There are various modeling techniques for FOWT-OWCs with semi-submersible configurations, which examine their dynamics within both time and frequency analytical domains. However, there is a need for intelligent machine learning models and control mechanisms for hybrid system stability. Therefore, this article has two primary novel objectives. The first is to develop novel control-oriented regressive intelligent modeling specifically for the hybrid design of FOWTs and OWCs. The second objective involves utilizing estimated models to implement gain scheduling PID feedback control. This control, aided by numerical tools and air valve control strategies, aims to ensure overall system control and stability. OWCs are utilized in this study primarily for platform stabilization. Consequently, their power output is generally lower compared to that of wind turbines. For instance, the OWC plant at the Mutriku Wave Power Plant in Spain has an installed capacity of 296 kW, while the wind turbines have a capacity of 5 MW [
39].
The paper’s structure has been outlined as follows:
Section 3 gives a detailed explanation of the subsystems within the FOWT-OWC system, along with their mathematical modeling.
Section 4 delves into the proposed designs for the hybrid platform’s geometry and the associated hydrodynamic calculations.
Section 5 discusses the proposed PID control for managing platform pitch and mitigating unwanted vibrations. Experimental findings, corroborated through cross-validation, are detailed in
Section 6. The paper ends with the final section, offering conclusions and suggestions for future research directions.
5. Model Validation and Control Results
This section details the simulations conducted to assess the effectiveness of the proposed modeling and control method for the hybrid FOWT-OWC system.
The comprehensive validation process is outlined in
Figure 16, and reveals a robust predictive model with exceptional performance metrics. The first figure sets a remarkable precedent, with near-perfect correlation coefficients exceeding 0.9997 across all datasets, showcasing the model’s high correlation with the datasets and the effectiveness of the underlying algorithm.

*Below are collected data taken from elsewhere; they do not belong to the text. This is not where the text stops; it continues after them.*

PR #1014, opened 2015-11-30
avoid excessive backtracking when parsing deeply-nested parens

mossprescott:
SD-1169 #done

Formerly, the parser would always attempt to parse a parenthesized
expression as a set literal, then fail when it turned out to contain
only one expression, and then re-parse it as a single expression. So it
was O(2^n) for certain patterns, including the way the pretty printer
renders long sequences of "or".

A simple fix is just to parse once and then decide based on the number
of sub-expressions whether to parse to SetLiteral or just an expression.

Three new tests (which pass before the fix) just verify the expected
behavior for 0-, 1-, and 2-element parenthesized expressions, and one
new test is the query from the bug report, which used to take at least
many minutes to parse, and now takes well under a second.

### DIFF
--- a/core/src/main/scala/quasar/sql/parser.scala
+++ b/core/src/main/scala/quasar/sql/parser.scala
@@ -185,17 +185,8 @@ class SQLParser extends StandardTokenParsers {
     }
   }
 
-  def rep2sep[T, U](p: => Parser[T], s: => Parser[U]) =
-    p ~ rep1(s ~> p) ^^ { case x ~ y => x :: y }
-
-  def set_literal: Parser[Expr] =
-    op("(") ~ op(")") ^^^ SetLiteral(Nil) |
-    (op("(") ~> rep2sep(expr, op(",")) <~ op(")")) ^^ (SetLiteral(_))
-
   def array_literal: Parser[Expr] =
     (op("[") ~> repsep(expr, op(",")) <~ op("]")) ^^ (ArrayLiteral(_))
-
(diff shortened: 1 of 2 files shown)


jdegoes:
@drostron I'd like this in 2.3.3 (tomorrow), so please review when you can.

core/src/main/scala/quasar/sql/parser.scala
```diff
@@ -185,18 +185,9 @@ class SQLParser extends StandardTokenParsers {
...
-    p ~ rep1(s ~> p) ^^ { case x ~ y => x :: y }
-
-  def set_literal: Parser[Expr] =
-    op("(") ~ op(")") ^^^ SetLiteral(Nil) |
-    (op("(") ~> rep2sep(expr, op(",")) <~ op(")")) ^^ (SetLiteral(_))
-
   def array_literal: Parser[Expr] =
     (op("[") ~> repsep(expr, op(",")) <~ op("]")) ^^ (ArrayLiteral(_))
 
-  def set_expr: Parser[Expr] = select | set_literal
```
drostron: Was the select part of this unnecessary? I don't see it carried over.

mossprescott: So it seems. I'm pretty sure a select in that position will always be surrounded by parens anyway, so it probably wasn't even correct to parse it without.

drostron:
👍🏽

PR #1015, opened 2015-11-30
[SD-1170] Mounting algebra

wemrysi:
Adds a `Mounting` algebra describing the operations of managing filesystem mounts. A spec is included, implemented in terms of the algebra that describes how an interpreter of the algebra must behave.

A single interpreter is also defined, that maintains mount state in memory, allowing effectful mounting via a callback function.

### DIFF
--- a/core/src/main/scala/quasar/fp/prism.scala
+++ b/core/src/main/scala/quasar/fp/prism.scala
@@ -1,0 +1,24 @@
+package quasar.fp
+
+import monocle.Prism
+import scalaz._
+
+trait PrismInstances {
+  import Liskov.<~<
+
+  // TODO: See if we can implement this once for all tuples using shapeless.
+  implicit class PrismOps[A, B](prism: Prism[A, B]) {
+    def apply(b: B): A = prism.reverseGet(b)
+
+    def apply[C, D](c: C, d: D)(implicit ev: (C, D) <~< B): A =
+      apply(ev((c, d)))
+
+    def apply[C, D, E](c: C, d: D, e: E)(implicit ev: (C, D, E) <~< B): A =
+      apply(ev((c, d, e)))
+
+    def apply[C, D, E, F](c: C, d: D, e: E, f: F)(implicit ev: (C, D, E, F) <~< B): A =
+      apply(ev((c, d, e, f)))
+  }
+}
+
+object prism extends PrismInstances
--- a/core/src/main/scala/quasar/mount/Mounting.scala
+++ b/core/src/main/scala/quasar/mount/Mounting.scala
@@ -1,0 +1,123 @@
+package quasar.mount
+
+import quasar.Predef._
+import quasar.Variables
+import quasar.fp._
+import quasar.fs.{Path => _, _}
+import quasar.sql._
+
+import monocle.Prism
+import monocle.std.{disjunction => D}
+import pathy._, Path._
+import scalaz._
+import scalaz.syntax.std.option._
+import scalaz.syntax.apply._
+import scalaz.syntax.monadError._
+
+sealed trait Mounting[A]
+
+object Mounting {
+  final case class Lookup(path: APath)
+    extends Mounting[Option[MountConfig2]]
+
+  final case class MountView(loc: AFile, query: Expr, vars: Variables)
+    extends Mounting[MountingError \/ Unit]
+
+  final case class MountFileSystem(loc: ADir, typ: FileSystemType, uri: ConnectionUri)
+    extends Mounting[MountingError \/ Unit]
+
+  final case class Unmount(path: APath)
+    extends Mounting[MountingError \/ Unit]
+
+  final class Ops[S[_]](implicit S0: Functor[S], S1: MountingF :<: S) {
+    import MountConfig2._
+
+    type F[A] = Free[S, A]
+    type M[A] = EitherT[F, MountingError, A]
+
+    /** Returns the mount configuration for the given mount path or nothing
+      * if the path does not refer to a mount.
+      */
+    def lookup(path: APath): OptionT[F, MountConfig2] =
+      OptionT(lift(Lookup(path)))
+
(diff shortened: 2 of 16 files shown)


wemrysi:
@sellout @mossprescott @jedesah @drostron This is the direction I'm currently taking with the mounting algebra, if you have a few minutes I'd appreciate any comments, reservations, etc.

core/src/main/scala/quasar/mount/Mounting.scala
```diff
@@ -0,0 +1,124 @@
...
+sealed trait Mounting[A]
+
+object Mounting {
+  final case class Lookup(path: APath)
+    extends Mounting[Option[MountConfig2]]
+
+  final case class MountView(loc: AFile, query: Expr)
+    extends Mounting[MountingError \/ Unit]
+
+  final case class MountFileSystem(loc: ADir, typ: FileSystemType, config: Json)
```
mossprescott: Given what we know, it's probably safe to make this take just the type and a `connectionUri`.

core/src/main/scala/quasar/mount/Mounting.scala
```diff
@@ -0,0 +1,124 @@
...
+import scalaz.syntax.apply._
+import scalaz.syntax.monadError._
+
+sealed trait Mounting[A]
+
+object Mounting {
+  final case class Lookup(path: APath)
+    extends Mounting[Option[MountConfig2]]
+
+  final case class MountView(loc: AFile, query: Expr)
```
mossprescott: Just a heads up that this becomes `query: Expr, variables: Variables` in my PR coming up probably today.

core/src/main/scala/quasar/fp/prism.scala
```diff
@@ -0,0 +1,25 @@
+package quasar
```
mossprescott: By the way, why are these new files not getting the Apache license head comment? Did we break that plugin?

core/src/main/scala/quasar/fp/prism.scala
```diff
@@ -0,0 +1,25 @@
...
+package fp
```
mossprescott: We haven'y used these "exploded" package declarations, as far a I know. I'd say let's be consistent and use the on-liner unless there's a reason to switch.

core/src/main/scala/quasar/fp/prism.scala
wemrysi: Hm, it would seem so.

core/src/main/scala/quasar/fp/prism.scala
wemrysi: Less explicit importing, afaik.

jdegoes: > Less explicit importing, afaik.

Anti-feature. :smiling_imp:

sellout: Yeah, I agree with @jdegoes. Especially in this case, we don’t want anything else to leak into FP. It should be at the top of the dependency graph.

mossprescott:
Will there be a way to enumerate mounts in this algebra? Because they will certainly show up in QueryFile's `ls`, which makes these two algebras oddly asymmetrical views on the same object. I wonder if they should be more closely integrated.

@jdegoes has talked about a "metadata store" (see [SD-979](https://slamdata.atlassian.net/browse/SD-979)), which would seem to encompass both.

core/src/main/scala/quasar/fp/prism.scala
wemrysi: In general, I agree, though for a type in `a.b.c` having members of `a` and `b` in scope seems reasonable given the hierarchical structure. However, I don't hold this strongly so am fine with changing it.

mossprescott: Ah, I see. Amazing how there's a new syntax trap to learn about every day in Scala. :-P

sellout: I think the useful imports tends to go the other way … a package is most likely to use its subpackages, and any sibling/parent package imports need to be more explicit. Ideally, siblings would be independent, and parent packages would contain the parts that tie them together.

wemrysi:
@mossprescott There could be a way to enumerate mounts, though not sure that is needed by anything at the moment. Though you raise an interesting point as to whether `ls` should be concerned with mounts, or just list paths, especially since the filesystem algebras have no notion of mounting.

core/src/main/scala/quasar/fp/prism.scala
wemrysi: That's true, though you also tend to see abstractions further up in the hierarchy and then implementations of said abstractions further down.

core/src/main/scala/quasar/mount/Mounting.scala
wemrysi: Sounds reasonable, if that's the case, then what about changing the JSON representation as well:

```json
{
  "/some/path": { "mongodb": "mongodb://..." },
  "/another/path": { "view": "sql2:///..." }
}
```

i.e., do we still need the intermediate object with the `connectionUri` key?

wemrysi: Or even

```json
{
  "/some/path": ["mongodb", "mongodb://..."],
  "/another/path": ["view", "sql2:///..."]
}
```

mossprescott: Sure, except that it's a breaking change for the front-end to deal with, as well as making every existing user's configuration invalid, so I guess I don't see the point unless we're making some significant improvement, which I don't think this is.

wemrysi: True, and the existing one is more forward-compatible.

wemrysi:
Looking into that compile failure...

drostron:
👍🏽

PR #1016, opened 2015-11-30
import Fix._

mossprescott:
This fixes the compile on master.

Obviously, it's not safe to merge without rebasing, but github said it was fine, so I got lazy. Not sure why this additional import is now necessary, but it certainly fixes the compile.

### DIFF
--- a/web/src/test/scala/quasar/api/fs.scala
+++ b/web/src/test/scala/quasar/api/fs.scala
@@ -3,7 +3,7 @@ package quasar.api
 import quasar.Predef._
 import quasar.RenderTree.ops._
 import quasar.api.Mock.ActionType
-import quasar.recursionschemes._, Recursive.ops._, FunctorT.ops._
+import quasar.recursionschemes._, Fix._, Recursive.ops._, FunctorT.ops._
 import quasar.fp._
 import quasar._, Backend._, Evaluator._
 import quasar.config._


wemrysi:
:+1: assuming travis agrees

mossprescott:
What do you think? Should we always rebase on current master (and re-run the tests) before merging? We are definitely not in that habit, even before we started rewriting history. Or is this just one of those things that happens sometimes?

wemrysi:
Hm, if there aren't any conflicts, then maybe just merging master into the branch to test integration is good enough?

jedesah:
@mossprescott I think it's just something that happens from time to time. I think we can try and solve this with tooling if we think it's an important problem, but I am not sure that requiring manual rebasing on master in the absence of merge conflicts is going to be worth the overhead.

sellout:
I think this is the argument for a DMZ branch.

mossprescott:
Right, a DMZ is a better fix. I guess it probably isn't any more likely than it ever was, so never mind.

sellout:
So, fine that this got merged as a hot fix … but we should _not_ have to import `Fix._`.

This seems to be an implicit lookup issue, since those are the only things in `object Fix`. In general, it seems that lookup does succeed in finding implicits in un-imported companion objects. Why didn’t it work in this case?

mossprescott:
Beats me. I just went to the file I copied the offending code out of, compared the imports, and added the missing one. I got no compile error and no unused import, so /shrug.

Does unused import detection even work when implicit resolution is involved? I vaguely remember seeing that mentioned in somebody's release notes.

PR #1070, opened 2016-01-29
Convert the REST API and server to use the 'Free' architecture

wemrysi:
Converts the configuration, rest api, server main and their dependencies to use the `Free`-based architecture, replacing the previous rest api implementation.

Subsequent figures illustrate a commendable level of generalizability, with correlations consistently around or above 0.90. Such results are indicative of a well-tuned model that has been meticulously trained to translate the complexities of the data while maintaining commendable performance consistency when exposed to new, unseen datasets.
Moreover, the moderate performance depicted in the third figure, with correlations stabilizing between 0.76 to 0.78, underscores the model’s reliability in providing stable predictions despite varying data conditions. The fourth figure reinforces these findings, demonstrating the model’s resilience with high training and overall data correlation coefficients of 0.97, while a slight reduction in the test set correlation suggests a balanced approach to model fitting, avoiding overfitting while still capturing essential data patterns. These results collectively signal a promising direction for future deployment, offering a strong foundation for confident, data-driven decision-making and further affirming the model’s potential for practical application across diverse scenarios.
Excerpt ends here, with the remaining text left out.